** Records to use **
★ ★ ★ ★
PR #308, opened 2024-01-03
Add retry on model loading. Expose option to set model retry count

GuanLuo:


python/tritonserver/_c/tritonserver_pybind.cc
```diff
@@ -1282,6 +1282,12 @@ class PyServerOptions : public PyWrapper<struct TRITONSERVER_ServerOptions> {
         triton_object_, thread_count));
   }
 
+  void SetModelLoadRetryCount(unsigned int retry_count)
```
rmccorm4, line 1285: Unrelated, but do you think we could have some kind of test that asserts the python bindings fully cover the C API?

I'm thinking long term, folks may not always remember to add the binding equivalent for any API changes, and it might be good to automate that check.

src/model_repository_manager/model_lifecycle.cc
```diff
@@ -513,7 +513,15 @@ ModelLifeCycle::AsyncLoad(
     // Load model asynchronously via thread pool
     load_pool_->Enqueue([this, model_id, version, model_info, OnComplete,
                          load_tracker, is_config_provided]() {
-      CreateModel(model_id, version, model_info, is_config_provided);
+      for (size_t retry = 0; retry <= options_.load_retry; ++retry) {
+        model_info->state_ = ModelReadyState::LOADING;
+        CreateModel(model_id, version, model_info, is_config_provided);
+        // Model state will be changed to NOT loading if failed to load,
+        // so the model is loaded if state is LOADING.
+        if (model_info->state_ == ModelReadyState::LOADING) {
```
nnshah1, line 521: question - is there a pause / is there one needed between retry attempts?

GuanLuo: Why would one be needed?

nnshah1: typically you after some time in order to let a possible transient error resolve - instead of retrying immediately

Tabrizian (approved):

src/model_repository_manager/model_lifecycle.h
```diff
@@ -45,21 +45,23 @@ struct ModelLifeCycleOptions {
...
+  const double min_compute_capability;
   // The backend configuration settings specified on the command-line
-  const triton::common::BackendCmdlineConfigMap& backend_cmdline_config_map_;
+  const triton::common::BackendCmdlineConfigMap& backend_cmdline_config_map;
   // The host policy setting used when loading models.
-  const triton::common::HostPolicyCmdlineConfigMap& host_policy_map_;
+  const triton::common::HostPolicyCmdlineConfigMap& host_policy_map;
   // Number of the threads to use for concurrently loading models
-  const unsigned int model_load_thread_count_;
+  const unsigned int model_load_thread_count;
```
kthui, line 62: Nice refactoring!

kthui (approved):

PR #311, opened 2024-01-12
added additional error handling and test cases

nnshah1:
Added error handling for memory allocation failures
Added faillback to cpu memory if requested memory not supported
Added testing to cover these scenarios

### DIFF
--- a/python/test/test_api.py
+++ b/python/test/test_api.py
@@ -71,6 +71,119 @@ class ModelTests(unittest.TestCase):
 
 
 class AllocatorTests(unittest.TestCase):
+    class MockMemoryAllocator(tritonserver.MemoryAllocator):
+        def __init__(self):
+            pass
+
+        def allocate(self, *args, **kwargs):
+            raise Exception("foo")
+
+    @pytest.mark.skipif(cupy is None, reason="Skipping gpu memory, cupy not installed")
+    def test_memory_fallback_to_cpu(self):
+        server = tritonserver.Server(server_options).start(wait_until_ready=True)
+
+        self.assertTrue(server.ready())
+
+        allocator = tritonserver.default_memory_allocators[tritonserver.MemoryType.GPU]
+
+        del tritonserver.default_memory_allocators[tritonserver.MemoryType.GPU]
+
+        server.load(
+            "test",
+            {
+                "config": json.dumps(
+                    {
+                        "backend": "python",
+                        "parameters": {
+                            "decoupled": {"string_value": "False"},
+                            "request_gpu_memory": {"string_value": "True"},
+                        },
+                    }
+                )
+            },
+        )
+
+        fp16_input = numpy.random.rand(1, 100).astype(dtype=numpy.float16)
+
+        for response in server.model("test").infer(
+            inputs={"fp16_input": fp16_input},
+        ):
+            self.assertEqual(
+                response.outputs["fp16_output"].memory_type, tritonserver.MemoryType.CPU
+            )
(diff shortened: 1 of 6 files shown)


python/tritonserver/_api/_logging.py
```diff
@@ -0,0 +1,61 @@
...
+from tritonserver._c.triton_bindings import TRITONSERVER_LogMessage
+
+
+def LogMessage(level: LogLevel, message: str):
+    """Log Message using Triton Inference Server Logger
+
+    Parameters
+    ----------
+    level : LogLevel
+        log level one of LogLevel.WARN, LogLevel.ERROR, LogLeve.INFO
```
nnshah1, line 41:
```suggestion
        log level one of LogLevel.WARN, LogLevel.ERROR, LogLevel.INFO
```

python/tritonserver/_api/_logging.py
```diff
@@ -0,0 +1,61 @@
...
+
+"""Logging Utilities"""
+import inspect
+import os
+
+from tritonserver._c.triton_bindings import TRITONSERVER_LogLevel as LogLevel
+from tritonserver._c.triton_bindings import TRITONSERVER_LogMessage
+
+
+def LogMessage(level: LogLevel, message: str):
```
rmccorm4, line 35: Might be nice to have some class or syntactic sugar to do `logger.error(message)` or `log_error()` or similar in the future. Not pertaining to this PR or release though.

python/tritonserver/_api/_allocators.py
```diff
@@ -238,24 +247,38 @@ def allocate(
...
+            return (
+                memory_buffer.data_ptr,
+                memory_buffer,
+                memory_buffer.memory_type,
+                memory_buffer.memory_type_id,
+            )
+        except Exception as e:
+            message = f"Catastrophic failure in allocator: {e}, returning NULL"
+            LogMessage(LogLevel.ERROR, message)
+            return (0, None, MemoryType.CPU, 0)
```
rmccorm4, line 281: Not sure if it's possible, but might be nice to have some namedtuple or something like `INVALID_MEMORY` for use/comparison purposes that is just this tuple under the hood (in the future)

python/test/test_api.py
```diff
@@ -71,6 +71,119 @@ def test_create_request(self):
...
+
+        server.load(
+            "test",
+            {
+                "config": json.dumps(
+                    {
+                        "backend": "python",
+                        "parameters": {
+                            "decoupled": {"string_value": "False"},
+                            "request_gpu_memory": {"string_value": "True"},
```
rmccorm4, line 99: If you set the `requested_output_memory_type = GPU`, would python backend also give you back a GPU buffer without having to use this custom parameter?

rmccorm4 (approved):
LGTM, comments are just a question, and some future ideas/thoughts

python/test/test_api.py
nnshah1: My understanding is that the backend requests memory from the client for each output tensor - and it can query the allocator to know what type of memory the client will provide. So the requested memory type is the backend requesting a memory type from the client - and exactly the behavior we are relying on for testing. The python backend (turns out) will request GPU memory from the client if the output tensor produced by the model is on the GPU .... another way to think of it is that the client / response allocator always has the final say in the memory type - the backend can only 'request' it.

python/tritonserver/_api/_allocators.py
nnshah1: we could subclass from a tuple - or actually we can just create a singleton for invalid memory

PR #317, opened 2024-01-17
updated to save server logs and separate stop into separate test

nnshah1:


python/test/test_api.py
```diff
@@ -311,14 +338,51 @@ def test_invalid_repo(self):
...
+            inputs={"fp16_input": fp16_input},
+            output_memory_type="cpu",
+            raise_on_error=True,
+        ):
+            fp16_output = numpy.from_dlpack(response.outputs["fp16_output"])
+            numpy.testing.assert_array_equal(fp16_input, fp16_output)
+        try:
+            server.stop()
+        except tritonserver.InternalError as e:
+            pytest.xfail(f"Server failed to stop! {e}")
```
rmccorm4, line 373: I think it would be easier to find/analyze the failures for debugging if we let the test fail on gitlab side of things. I think we can let the test fail as a known failure for release purposes.

rmccorm4 (commented):
LGTM, just one comment on the `xfail`

python/test/test_api.py
nnshah1: updated to use xfail only for versions <= "2.42.0" to indicate the test is expected to fail / is a known issue.

python/test/test_api.py
```diff
@@ -384,5 +452,3 @@ def test_basic_inference(self):
         ):
             fp16_output = numpy.from_dlpack(response.outputs["fp16_output"])
             numpy.testing.assert_array_equal(fp16_input, fp16_output)
-
-        server.stop()
```
Tabrizian, line 388: question: why is stop removed? Is the server automatically destructed if object goes out of scope? If so, you might need explicit `del` otherwise you are relying on garbage collector behaviour which may not happen immediately.

nnshah1: server does get destroyed and stop called when it goes out of scope - garbage collector would only come into picture if there is a dangling reference - so don't think explicit del will alter behavior in this case -

rmccorm4 (approved):
If the test is actually intermittent, then I think it will fail when the xfail subtest passes now, compared to what you had before with the inline `try/except->xfail`. But if it fails most of the time, this is fine, we can tweak it later if needed. 🤷

Tabrizian (approved):
Hopefully the logs can help us identify the real issue.

nnshah1:
> If the test is actually intermittent, then I think it will fail when the xfail subtest passes now, compared to what you had before with the inline `try/except->xfail`. But if it fails most of the time, this is fine, we can tweak it later if needed. 🤷

quick note for reference - xfail by default allows for test to pass - there is a 'strict' option https://docs.pytest.org/en/7.1.x/how-to/skipping.html#strict-parameter that will fail the test if it passes ....

nnshah1:
> Hopefully the logs can help us identify the real issue.

it might be as you suggested that timing of stops of other tests ... not sure - we can experiment with explicit del and explicit stop to see if it resolves. Currently - for whatever reason the basic inference and the stop test have the issue - but the test gpu output does not ... - which is odd to me.

PR #322, opened 2024-01-22
Moving model repo None check to align with other checks

nnshah1:
Currently all errors on options are thrown at server.start() - moved the check and exception to align with that and moved test to server section.

### DIFF
--- a/python/test/test_api.py
+++ b/python/test/test_api.py
@@ -376,6 +376,10 @@ class ServerTests(unittest.TestCase):
 
         server.stop()
 
+    def test_model_repository_not_specified(self):
+        with self.assertRaises(tritonserver.InvalidArgumentError):
+            tritonserver.Server(model_repository=None).start()
+
 
 class InferenceTests(unittest.TestCase):
     def setup_method(self, method):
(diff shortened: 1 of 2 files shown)


Tabrizian (approved):

Tabrizian:
> Currently all errors on options are thrown at server.start() - moved the check and exception to align with that and moved test to server section.

I think if we are able to detect it when the server is being created rather than started it might be better to move those checks to server creation.

nnshah1:
> > Currently all errors on options are thrown at server.start() - moved the check and exception to align with that and moved test to server section.
> 
> I think if we are able to detect the error when the server is being created rather than started it might be better to move those checks to server creation.

currently `server()` will not throw any errors and `server.start()` will create options and start the server - throwing errors if either fails.

We can move the option creation to `server()` and fail on `option errors` there - but also like the simplicity of all initialization errors being in one place. 

(For example if model repo is None or non existant both errors would be returned at `start()`. If we move the option creation around then model repo None would be through at `server()` and non existant repo at `start()`

nnshah1:
@Tabrizian - Will go ahead and merge this small update and we can address the other separately ?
★ ★ ★ ★
** What is required **
Which lines of the listing contain the word "allocate"? Copy each of them.

** Solved problem **
+        def allocate(self, *args, **kwargs):
@@ -238,24 +247,38 @@ def allocate(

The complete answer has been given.